───── Source data ─────
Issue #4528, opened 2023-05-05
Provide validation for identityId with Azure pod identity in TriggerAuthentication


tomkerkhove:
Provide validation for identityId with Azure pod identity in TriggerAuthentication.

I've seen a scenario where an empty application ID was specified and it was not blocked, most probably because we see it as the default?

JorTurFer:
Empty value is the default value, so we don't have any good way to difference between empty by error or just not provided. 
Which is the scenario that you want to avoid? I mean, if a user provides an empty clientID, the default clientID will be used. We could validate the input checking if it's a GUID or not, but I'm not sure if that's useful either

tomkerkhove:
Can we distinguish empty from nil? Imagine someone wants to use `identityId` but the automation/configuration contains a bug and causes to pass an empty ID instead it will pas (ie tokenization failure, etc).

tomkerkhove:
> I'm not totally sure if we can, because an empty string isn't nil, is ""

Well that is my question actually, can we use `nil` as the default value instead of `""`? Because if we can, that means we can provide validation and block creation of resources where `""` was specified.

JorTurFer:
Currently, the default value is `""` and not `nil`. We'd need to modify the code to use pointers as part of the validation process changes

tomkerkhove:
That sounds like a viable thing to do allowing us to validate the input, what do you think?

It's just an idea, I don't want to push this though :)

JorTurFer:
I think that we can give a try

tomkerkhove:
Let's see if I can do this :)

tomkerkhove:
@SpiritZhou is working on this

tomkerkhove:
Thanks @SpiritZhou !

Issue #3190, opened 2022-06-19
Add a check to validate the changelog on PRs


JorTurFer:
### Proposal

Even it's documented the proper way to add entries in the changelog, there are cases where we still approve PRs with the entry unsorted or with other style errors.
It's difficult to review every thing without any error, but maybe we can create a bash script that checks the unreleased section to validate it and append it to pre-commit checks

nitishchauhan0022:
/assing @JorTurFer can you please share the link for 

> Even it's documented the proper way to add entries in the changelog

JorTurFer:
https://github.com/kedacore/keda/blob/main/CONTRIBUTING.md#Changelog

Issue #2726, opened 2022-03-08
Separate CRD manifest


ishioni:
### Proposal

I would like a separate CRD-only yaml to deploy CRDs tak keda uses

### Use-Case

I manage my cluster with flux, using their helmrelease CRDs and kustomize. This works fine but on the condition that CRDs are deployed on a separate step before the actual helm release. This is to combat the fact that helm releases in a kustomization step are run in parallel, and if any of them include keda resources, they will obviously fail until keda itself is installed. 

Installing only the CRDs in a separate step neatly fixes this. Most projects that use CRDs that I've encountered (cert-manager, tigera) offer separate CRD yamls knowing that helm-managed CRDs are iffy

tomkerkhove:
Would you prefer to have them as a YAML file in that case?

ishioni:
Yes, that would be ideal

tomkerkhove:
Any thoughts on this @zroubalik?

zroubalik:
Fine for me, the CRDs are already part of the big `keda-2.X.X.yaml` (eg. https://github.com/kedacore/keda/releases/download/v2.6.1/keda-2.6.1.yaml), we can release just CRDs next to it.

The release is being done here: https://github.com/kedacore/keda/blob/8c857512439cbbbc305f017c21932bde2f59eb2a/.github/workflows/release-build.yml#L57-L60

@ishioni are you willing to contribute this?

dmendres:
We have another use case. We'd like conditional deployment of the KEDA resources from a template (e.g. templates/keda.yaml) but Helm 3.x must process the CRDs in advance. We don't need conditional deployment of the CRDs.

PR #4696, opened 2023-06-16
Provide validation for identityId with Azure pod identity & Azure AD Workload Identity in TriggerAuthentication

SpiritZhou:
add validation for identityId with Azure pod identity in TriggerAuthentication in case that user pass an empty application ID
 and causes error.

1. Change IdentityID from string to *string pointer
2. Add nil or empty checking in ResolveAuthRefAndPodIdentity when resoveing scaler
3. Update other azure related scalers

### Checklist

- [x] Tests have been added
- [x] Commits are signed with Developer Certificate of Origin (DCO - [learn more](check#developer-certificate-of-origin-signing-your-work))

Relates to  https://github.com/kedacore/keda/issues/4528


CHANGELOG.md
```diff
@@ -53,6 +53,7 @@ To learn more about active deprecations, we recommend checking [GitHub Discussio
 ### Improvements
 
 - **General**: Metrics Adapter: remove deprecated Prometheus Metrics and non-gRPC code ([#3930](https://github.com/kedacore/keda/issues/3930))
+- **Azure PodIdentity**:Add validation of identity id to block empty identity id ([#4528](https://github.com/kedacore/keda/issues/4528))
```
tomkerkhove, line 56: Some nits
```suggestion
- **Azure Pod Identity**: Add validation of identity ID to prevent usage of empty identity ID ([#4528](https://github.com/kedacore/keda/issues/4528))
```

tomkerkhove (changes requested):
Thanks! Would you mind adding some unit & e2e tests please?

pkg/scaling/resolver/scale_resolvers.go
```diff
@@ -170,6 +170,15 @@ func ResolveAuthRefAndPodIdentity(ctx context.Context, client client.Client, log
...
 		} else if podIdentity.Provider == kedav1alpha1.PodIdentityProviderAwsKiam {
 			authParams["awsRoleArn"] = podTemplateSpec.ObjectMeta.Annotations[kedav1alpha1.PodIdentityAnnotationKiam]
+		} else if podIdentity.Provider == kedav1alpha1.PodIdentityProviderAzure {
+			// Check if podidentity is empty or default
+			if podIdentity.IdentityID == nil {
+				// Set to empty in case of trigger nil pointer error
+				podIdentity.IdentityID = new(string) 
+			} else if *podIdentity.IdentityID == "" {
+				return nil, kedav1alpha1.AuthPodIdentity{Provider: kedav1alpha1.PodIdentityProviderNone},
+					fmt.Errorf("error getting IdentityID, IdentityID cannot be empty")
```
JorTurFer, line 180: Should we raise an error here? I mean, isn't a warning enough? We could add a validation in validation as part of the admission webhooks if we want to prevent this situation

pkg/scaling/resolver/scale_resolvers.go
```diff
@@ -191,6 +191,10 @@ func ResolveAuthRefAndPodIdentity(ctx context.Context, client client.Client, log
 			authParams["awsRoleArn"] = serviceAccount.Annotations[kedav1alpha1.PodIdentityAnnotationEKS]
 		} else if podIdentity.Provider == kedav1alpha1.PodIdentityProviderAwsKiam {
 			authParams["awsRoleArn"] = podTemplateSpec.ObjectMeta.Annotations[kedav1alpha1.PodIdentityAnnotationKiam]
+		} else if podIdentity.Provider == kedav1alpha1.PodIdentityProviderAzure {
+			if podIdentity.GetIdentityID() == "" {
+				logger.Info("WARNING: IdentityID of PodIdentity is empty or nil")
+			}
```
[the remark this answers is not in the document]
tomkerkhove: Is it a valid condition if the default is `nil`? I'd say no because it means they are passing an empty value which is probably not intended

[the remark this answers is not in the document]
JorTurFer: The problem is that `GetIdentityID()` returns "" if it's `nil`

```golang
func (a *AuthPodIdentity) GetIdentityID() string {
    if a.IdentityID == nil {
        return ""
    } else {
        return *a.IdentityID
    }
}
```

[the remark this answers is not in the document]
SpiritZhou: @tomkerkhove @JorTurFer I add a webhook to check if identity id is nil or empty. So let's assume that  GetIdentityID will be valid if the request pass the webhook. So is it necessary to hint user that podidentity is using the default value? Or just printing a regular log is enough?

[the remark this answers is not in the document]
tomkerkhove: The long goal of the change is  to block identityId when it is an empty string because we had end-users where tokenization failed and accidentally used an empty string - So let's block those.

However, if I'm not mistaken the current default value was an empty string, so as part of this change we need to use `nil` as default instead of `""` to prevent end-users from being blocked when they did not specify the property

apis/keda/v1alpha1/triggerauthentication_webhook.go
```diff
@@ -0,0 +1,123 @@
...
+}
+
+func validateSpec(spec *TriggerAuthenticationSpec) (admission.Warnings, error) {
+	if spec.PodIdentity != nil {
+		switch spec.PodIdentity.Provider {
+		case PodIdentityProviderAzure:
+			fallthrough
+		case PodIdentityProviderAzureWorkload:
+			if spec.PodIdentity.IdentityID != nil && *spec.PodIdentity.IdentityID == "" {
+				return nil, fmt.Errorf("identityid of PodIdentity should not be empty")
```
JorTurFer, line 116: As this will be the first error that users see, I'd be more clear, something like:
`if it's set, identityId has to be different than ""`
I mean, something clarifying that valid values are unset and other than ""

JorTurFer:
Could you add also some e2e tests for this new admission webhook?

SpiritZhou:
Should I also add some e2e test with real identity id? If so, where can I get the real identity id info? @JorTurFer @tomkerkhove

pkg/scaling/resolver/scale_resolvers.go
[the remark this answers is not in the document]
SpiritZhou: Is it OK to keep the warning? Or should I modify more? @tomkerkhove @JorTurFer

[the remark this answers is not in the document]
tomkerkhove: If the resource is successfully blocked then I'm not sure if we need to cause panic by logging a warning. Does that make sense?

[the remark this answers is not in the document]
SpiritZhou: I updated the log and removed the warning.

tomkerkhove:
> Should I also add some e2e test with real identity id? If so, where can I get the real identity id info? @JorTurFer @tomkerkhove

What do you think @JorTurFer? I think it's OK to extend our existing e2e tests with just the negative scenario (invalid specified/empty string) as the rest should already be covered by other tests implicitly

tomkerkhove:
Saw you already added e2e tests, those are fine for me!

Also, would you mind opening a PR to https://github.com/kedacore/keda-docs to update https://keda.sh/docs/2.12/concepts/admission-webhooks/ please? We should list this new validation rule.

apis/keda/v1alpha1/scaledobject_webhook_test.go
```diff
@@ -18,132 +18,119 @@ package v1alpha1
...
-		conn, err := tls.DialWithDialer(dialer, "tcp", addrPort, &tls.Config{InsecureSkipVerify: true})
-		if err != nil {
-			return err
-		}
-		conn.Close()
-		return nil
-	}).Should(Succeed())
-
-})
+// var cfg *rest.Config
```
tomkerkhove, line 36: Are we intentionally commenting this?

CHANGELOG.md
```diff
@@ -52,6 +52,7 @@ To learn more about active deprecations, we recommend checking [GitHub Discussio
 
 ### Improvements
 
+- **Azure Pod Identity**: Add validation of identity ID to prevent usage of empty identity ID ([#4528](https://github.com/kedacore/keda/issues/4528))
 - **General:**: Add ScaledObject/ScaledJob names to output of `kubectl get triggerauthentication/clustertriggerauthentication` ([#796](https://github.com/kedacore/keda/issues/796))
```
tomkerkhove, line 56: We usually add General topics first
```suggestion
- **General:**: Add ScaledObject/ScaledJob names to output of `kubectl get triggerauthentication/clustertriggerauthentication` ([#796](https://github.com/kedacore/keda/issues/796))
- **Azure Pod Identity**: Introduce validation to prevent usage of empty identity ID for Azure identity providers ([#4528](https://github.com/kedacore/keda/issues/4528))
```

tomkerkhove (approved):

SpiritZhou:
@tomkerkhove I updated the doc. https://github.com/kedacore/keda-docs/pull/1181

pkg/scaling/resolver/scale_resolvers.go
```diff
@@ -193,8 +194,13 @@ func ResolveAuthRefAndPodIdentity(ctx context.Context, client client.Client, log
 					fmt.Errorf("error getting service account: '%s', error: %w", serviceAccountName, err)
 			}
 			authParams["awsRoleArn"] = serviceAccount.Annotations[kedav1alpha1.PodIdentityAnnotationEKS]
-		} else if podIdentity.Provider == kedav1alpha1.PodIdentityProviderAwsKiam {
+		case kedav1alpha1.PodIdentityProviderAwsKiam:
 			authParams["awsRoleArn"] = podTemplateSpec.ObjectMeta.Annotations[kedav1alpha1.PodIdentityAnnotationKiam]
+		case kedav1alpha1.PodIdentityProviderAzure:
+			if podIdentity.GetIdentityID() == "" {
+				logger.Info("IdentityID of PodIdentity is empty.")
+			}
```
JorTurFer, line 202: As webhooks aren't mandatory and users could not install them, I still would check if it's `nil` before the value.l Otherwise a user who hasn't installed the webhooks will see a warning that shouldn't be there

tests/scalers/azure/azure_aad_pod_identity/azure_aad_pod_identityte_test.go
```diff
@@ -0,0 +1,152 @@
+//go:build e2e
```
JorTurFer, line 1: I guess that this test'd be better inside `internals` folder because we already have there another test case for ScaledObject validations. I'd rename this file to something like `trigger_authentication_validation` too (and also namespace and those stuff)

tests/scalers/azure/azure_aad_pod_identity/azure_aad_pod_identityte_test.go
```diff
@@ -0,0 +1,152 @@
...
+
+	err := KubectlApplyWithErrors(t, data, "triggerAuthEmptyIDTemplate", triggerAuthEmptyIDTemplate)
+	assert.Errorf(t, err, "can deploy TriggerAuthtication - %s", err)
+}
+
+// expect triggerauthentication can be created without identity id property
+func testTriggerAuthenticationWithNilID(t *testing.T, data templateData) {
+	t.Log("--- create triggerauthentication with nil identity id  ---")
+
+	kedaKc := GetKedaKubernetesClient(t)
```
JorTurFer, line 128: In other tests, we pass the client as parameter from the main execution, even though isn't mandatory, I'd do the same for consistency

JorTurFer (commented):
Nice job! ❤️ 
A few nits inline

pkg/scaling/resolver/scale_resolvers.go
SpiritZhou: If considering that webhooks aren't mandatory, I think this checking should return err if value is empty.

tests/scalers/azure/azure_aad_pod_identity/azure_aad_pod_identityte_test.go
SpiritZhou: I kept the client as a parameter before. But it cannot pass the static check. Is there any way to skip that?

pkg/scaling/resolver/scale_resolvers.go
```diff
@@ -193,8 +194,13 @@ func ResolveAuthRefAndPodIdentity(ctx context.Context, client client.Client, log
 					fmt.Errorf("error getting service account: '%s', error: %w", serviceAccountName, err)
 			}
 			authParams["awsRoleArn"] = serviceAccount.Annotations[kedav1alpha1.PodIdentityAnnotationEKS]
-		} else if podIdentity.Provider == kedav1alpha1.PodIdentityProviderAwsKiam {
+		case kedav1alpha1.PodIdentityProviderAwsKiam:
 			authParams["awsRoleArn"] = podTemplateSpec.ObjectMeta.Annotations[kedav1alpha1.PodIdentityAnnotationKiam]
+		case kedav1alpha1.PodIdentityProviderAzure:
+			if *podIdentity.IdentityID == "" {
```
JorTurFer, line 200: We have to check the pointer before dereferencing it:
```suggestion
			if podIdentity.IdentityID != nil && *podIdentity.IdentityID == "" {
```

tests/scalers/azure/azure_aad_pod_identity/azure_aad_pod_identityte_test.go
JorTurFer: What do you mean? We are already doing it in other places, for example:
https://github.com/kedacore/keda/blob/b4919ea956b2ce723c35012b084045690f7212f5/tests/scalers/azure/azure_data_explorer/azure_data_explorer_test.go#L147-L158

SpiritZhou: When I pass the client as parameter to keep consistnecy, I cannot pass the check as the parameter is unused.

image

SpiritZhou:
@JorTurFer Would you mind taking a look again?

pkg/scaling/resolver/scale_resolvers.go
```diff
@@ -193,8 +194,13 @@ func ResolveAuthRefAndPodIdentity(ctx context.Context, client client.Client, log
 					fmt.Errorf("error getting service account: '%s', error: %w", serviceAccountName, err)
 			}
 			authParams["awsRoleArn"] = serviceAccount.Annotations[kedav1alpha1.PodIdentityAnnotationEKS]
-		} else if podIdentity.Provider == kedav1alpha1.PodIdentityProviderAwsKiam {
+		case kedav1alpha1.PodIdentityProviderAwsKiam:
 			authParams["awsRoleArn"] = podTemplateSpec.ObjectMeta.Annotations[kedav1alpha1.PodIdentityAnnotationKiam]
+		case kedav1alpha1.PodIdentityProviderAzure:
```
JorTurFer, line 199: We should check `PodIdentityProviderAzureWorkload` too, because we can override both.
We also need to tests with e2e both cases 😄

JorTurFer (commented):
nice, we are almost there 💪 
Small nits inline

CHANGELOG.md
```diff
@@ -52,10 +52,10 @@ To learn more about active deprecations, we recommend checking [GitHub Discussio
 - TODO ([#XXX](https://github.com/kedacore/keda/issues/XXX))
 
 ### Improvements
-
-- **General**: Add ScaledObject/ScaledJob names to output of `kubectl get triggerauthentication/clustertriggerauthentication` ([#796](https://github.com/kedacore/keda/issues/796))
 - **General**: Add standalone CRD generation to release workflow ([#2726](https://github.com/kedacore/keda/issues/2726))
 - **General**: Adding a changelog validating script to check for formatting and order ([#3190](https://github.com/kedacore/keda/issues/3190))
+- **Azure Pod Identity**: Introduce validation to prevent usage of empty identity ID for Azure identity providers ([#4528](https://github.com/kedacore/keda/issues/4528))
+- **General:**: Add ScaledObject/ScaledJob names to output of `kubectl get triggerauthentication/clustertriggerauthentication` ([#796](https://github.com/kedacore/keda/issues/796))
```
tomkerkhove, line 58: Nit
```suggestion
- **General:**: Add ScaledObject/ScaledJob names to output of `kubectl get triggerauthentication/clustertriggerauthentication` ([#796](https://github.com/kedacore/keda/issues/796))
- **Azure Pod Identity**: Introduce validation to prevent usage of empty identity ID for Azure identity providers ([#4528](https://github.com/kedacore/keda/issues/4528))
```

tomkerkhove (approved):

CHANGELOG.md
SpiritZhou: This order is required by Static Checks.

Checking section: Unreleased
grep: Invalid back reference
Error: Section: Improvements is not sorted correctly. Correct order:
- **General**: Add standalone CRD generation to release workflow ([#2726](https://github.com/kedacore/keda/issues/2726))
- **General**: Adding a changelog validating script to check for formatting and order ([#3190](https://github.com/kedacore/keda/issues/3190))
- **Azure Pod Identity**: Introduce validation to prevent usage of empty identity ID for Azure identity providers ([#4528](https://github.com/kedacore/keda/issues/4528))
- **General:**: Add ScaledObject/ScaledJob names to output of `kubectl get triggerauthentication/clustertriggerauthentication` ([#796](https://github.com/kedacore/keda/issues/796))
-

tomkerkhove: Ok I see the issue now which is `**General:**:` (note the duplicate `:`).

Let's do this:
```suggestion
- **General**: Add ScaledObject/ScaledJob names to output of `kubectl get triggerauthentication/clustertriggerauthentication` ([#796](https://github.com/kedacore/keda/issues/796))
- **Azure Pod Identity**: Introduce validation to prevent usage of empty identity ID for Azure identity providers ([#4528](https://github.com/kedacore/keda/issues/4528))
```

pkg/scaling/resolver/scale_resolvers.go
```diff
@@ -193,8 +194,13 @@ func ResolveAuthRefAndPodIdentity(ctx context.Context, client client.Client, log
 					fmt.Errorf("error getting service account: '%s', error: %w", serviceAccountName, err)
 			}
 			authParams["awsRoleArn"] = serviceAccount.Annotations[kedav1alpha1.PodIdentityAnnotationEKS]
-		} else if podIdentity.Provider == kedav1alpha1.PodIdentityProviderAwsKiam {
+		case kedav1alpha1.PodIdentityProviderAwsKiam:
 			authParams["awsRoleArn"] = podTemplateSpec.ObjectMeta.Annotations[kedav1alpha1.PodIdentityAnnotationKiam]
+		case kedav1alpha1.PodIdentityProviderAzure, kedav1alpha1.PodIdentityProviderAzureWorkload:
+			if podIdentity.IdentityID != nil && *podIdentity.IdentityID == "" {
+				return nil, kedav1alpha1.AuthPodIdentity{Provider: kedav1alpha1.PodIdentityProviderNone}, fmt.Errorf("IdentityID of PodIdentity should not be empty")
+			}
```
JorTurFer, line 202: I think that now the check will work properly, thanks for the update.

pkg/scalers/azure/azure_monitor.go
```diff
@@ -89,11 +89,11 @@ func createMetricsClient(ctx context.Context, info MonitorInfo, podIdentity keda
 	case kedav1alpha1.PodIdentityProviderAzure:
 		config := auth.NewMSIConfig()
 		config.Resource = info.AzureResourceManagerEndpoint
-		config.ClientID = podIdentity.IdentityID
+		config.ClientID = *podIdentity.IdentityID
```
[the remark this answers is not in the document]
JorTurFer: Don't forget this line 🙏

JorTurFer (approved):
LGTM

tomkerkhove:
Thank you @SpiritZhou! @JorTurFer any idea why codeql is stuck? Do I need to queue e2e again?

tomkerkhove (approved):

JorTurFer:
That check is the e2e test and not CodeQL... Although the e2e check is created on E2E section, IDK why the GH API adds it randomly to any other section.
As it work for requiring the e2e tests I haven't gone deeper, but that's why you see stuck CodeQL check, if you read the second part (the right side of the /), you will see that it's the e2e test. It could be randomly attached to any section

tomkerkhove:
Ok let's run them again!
─────
Go through the lines above and copy any that contain "entries".

Even it's documented the proper way to add entries in the changelog, there are cases where we still approve PRs with the entry unsorted or with other style errors.
> Even it's documented the proper way to add entries in the changelog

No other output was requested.